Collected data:
PR #1505, opened 2019-05-02
Fixed preload script path hack.

tonyanziano:
One of #1443 

===

Now use Electron `app.getAppPath()` API and is fed through the main side to the client on app start.

### DIFF
--- a/packages/app/client/src/ui/editor/emulator/parts/inspector/inspector.tsx
+++ b/packages/app/client/src/ui/editor/emulator/parts/inspector/inspector.tsx
@@ -32,6 +32,8 @@
 //
 
 // Cheating here and pulling in a module from node. Can be easily replaced if we ever move the emulator to the web.
+import { join, normalize } from 'path';
+
 import {
   ExtensionInspector,
   InspectorAccessory,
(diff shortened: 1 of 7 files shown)


packages/app/client/src/ui/editor/emulator/parts/inspector/inspector.tsx
```diff
@@ -297,13 +299,8 @@ export class Inspector extends React.Component<InspectorProps, InspectorState> {
...
   private createWebView(state: InspectorState): ElectronHTMLWebViewElement {
-    // const { cwdAsBase } = this.props;
-    // const preload = `file://${cwdAsBase}/../../../node_modules/@bfemulator/client/public/inspector-preload.js`;
-    // const preload = `file://node_modules/@bfemulator/client/public/inspector-preload.js`;
-    // THIS IS A HACK!! WILL FIX LATER
-    const preload = state.inspector.src
-      .replace(/extension-.*/, 'client/public/inspector-preload.js')
-      .replace('asar.unpacked', 'asar');
+    const appPath = normalize(this.props.appPath);
+    const preload = normalize(join('file://', appPath, '/node_modules/@bfemulator/client/public/inspector-preload.js'));
```
a-b-r-o-w-n: I'm curious if `require.resolve` will work here instead?

a-b-r-o-w-n: I tried it and it doesn't look like it would work. :(

tonyanziano: Would there be a benefit to that approach?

REQUIREMENT: Bring together all lines in the records where the word "tonyanziano" is found.

YOUR RESPONSE:
tonyanziano:
tonyanziano: Would there be a benefit to that approach?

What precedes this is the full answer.